--- Task brief ---
The string "they" may appear on lines of the entries below; report how many such lines there are, and only that.

-- Opening Marker --

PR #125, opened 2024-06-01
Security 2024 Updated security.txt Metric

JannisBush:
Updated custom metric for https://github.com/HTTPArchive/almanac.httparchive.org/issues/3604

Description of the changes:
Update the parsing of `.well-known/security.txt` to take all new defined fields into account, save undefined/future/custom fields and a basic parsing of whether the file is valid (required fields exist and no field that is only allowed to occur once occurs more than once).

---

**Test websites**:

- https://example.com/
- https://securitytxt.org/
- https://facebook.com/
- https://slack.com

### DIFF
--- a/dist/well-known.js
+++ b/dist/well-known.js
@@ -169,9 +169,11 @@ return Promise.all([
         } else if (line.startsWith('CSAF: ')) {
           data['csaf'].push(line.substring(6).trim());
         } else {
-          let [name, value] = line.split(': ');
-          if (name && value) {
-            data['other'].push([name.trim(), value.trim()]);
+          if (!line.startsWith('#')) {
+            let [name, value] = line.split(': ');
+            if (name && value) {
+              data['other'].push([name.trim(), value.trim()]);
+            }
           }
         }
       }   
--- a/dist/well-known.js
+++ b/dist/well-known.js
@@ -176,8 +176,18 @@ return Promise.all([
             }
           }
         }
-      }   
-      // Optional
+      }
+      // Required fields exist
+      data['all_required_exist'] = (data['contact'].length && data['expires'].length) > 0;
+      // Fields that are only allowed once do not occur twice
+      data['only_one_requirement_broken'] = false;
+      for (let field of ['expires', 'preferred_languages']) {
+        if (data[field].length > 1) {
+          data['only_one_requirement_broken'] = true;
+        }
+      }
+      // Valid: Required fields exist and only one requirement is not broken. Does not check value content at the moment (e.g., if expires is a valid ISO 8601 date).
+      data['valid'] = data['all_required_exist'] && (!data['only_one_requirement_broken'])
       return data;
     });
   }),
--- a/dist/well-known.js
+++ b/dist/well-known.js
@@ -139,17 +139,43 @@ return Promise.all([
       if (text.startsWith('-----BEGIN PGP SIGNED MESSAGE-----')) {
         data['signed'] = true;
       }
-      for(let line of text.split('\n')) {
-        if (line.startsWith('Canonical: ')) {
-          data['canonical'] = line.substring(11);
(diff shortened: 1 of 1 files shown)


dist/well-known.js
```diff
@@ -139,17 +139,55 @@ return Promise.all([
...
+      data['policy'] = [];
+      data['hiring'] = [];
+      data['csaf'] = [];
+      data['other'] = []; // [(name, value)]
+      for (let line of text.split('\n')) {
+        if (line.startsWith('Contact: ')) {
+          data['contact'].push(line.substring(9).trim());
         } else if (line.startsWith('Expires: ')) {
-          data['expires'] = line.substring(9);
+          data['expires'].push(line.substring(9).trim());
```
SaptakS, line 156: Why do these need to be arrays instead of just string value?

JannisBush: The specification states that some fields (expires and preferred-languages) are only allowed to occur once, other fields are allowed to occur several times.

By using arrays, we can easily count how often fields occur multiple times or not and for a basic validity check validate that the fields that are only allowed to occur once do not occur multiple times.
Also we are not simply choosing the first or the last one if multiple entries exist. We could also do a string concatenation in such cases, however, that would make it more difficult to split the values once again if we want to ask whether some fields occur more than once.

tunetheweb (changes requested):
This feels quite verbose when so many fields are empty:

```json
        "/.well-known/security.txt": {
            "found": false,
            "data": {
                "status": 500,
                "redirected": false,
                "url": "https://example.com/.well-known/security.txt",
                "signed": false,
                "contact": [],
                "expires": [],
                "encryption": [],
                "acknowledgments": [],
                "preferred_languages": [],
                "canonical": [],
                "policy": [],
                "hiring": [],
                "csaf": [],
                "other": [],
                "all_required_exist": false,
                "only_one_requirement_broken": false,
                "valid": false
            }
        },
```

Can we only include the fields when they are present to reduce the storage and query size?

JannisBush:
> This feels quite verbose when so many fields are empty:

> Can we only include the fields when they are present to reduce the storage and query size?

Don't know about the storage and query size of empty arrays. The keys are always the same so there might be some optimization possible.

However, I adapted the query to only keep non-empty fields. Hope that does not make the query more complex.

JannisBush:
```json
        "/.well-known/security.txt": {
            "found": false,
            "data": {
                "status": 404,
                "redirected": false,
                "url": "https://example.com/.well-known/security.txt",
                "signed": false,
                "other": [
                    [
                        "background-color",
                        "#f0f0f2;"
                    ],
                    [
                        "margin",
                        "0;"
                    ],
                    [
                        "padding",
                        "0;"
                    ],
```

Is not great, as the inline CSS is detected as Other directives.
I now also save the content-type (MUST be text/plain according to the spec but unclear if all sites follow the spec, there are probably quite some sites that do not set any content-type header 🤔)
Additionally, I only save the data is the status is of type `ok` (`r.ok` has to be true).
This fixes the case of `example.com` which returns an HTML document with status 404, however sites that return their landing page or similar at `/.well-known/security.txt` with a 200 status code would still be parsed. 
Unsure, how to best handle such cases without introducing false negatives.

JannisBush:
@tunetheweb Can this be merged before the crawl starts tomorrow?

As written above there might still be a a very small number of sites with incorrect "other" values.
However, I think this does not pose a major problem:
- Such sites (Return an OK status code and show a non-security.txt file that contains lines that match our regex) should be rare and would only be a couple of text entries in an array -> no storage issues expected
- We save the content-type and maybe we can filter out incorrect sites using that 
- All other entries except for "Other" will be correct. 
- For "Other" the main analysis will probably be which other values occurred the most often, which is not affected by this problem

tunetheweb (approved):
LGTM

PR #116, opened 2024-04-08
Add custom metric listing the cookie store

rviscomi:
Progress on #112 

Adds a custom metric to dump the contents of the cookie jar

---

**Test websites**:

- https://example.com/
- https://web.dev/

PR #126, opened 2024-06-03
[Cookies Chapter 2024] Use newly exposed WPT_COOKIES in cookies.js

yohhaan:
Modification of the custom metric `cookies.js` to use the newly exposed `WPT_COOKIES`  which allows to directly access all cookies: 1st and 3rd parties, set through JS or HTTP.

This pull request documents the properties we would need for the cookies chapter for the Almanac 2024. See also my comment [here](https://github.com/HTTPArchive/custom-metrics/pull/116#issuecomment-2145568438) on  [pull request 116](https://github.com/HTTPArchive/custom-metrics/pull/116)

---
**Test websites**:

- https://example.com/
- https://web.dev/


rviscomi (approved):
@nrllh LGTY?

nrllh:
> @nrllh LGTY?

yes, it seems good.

-- Closing Marker --
-- Opening Marker --

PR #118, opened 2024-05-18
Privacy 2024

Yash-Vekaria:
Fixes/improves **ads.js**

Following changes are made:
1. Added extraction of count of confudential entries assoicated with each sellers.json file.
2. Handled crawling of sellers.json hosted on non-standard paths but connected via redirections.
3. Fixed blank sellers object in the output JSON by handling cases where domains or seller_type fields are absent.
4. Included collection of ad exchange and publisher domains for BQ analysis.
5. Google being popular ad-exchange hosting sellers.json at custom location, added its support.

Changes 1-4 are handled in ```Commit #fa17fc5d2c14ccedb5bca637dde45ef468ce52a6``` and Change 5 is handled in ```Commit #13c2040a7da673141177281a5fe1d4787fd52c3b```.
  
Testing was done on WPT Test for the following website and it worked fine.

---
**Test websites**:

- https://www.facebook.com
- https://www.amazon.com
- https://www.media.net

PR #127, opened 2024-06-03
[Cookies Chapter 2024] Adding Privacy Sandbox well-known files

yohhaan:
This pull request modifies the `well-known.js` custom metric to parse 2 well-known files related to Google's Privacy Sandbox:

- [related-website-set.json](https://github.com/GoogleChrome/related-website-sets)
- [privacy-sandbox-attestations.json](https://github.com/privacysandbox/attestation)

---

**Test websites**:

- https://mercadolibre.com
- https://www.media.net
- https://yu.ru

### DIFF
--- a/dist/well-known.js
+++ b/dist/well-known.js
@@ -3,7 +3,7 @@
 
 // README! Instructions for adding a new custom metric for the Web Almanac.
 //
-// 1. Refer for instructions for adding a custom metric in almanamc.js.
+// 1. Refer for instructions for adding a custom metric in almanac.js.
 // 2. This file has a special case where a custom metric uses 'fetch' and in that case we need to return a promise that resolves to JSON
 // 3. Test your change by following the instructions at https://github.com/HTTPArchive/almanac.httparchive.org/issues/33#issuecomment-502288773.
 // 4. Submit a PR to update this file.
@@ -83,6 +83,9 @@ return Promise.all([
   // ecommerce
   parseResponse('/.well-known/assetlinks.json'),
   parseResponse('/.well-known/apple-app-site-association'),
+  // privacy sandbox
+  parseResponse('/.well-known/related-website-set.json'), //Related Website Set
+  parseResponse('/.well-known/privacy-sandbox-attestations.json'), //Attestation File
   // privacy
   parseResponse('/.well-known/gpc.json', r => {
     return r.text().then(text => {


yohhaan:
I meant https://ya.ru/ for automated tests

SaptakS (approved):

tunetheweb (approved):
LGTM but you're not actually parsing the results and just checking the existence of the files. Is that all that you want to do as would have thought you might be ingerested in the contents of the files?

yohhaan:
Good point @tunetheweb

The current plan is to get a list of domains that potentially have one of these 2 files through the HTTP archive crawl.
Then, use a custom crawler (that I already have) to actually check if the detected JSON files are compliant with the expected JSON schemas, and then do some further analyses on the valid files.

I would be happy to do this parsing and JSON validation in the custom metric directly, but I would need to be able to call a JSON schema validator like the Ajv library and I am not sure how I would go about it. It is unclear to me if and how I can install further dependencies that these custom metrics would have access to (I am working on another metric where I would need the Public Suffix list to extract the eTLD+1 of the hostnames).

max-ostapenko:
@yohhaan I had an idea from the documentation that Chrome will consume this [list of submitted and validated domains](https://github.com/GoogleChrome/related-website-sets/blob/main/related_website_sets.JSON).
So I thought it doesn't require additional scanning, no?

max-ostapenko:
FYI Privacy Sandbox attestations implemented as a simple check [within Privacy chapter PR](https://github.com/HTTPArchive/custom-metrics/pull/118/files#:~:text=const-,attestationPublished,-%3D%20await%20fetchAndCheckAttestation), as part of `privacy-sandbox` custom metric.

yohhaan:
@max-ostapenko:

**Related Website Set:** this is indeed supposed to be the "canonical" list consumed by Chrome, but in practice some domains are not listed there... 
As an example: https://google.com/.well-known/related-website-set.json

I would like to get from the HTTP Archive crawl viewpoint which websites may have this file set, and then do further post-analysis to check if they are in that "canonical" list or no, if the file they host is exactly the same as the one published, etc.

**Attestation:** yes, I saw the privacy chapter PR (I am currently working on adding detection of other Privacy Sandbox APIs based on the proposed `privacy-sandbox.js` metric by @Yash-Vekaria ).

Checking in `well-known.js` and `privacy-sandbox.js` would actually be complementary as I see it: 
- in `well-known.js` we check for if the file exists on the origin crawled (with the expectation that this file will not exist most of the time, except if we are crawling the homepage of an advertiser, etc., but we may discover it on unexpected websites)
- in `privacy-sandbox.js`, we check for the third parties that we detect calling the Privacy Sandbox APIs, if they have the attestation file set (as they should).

-- Closing Marker --

--- Exercise answer ---
4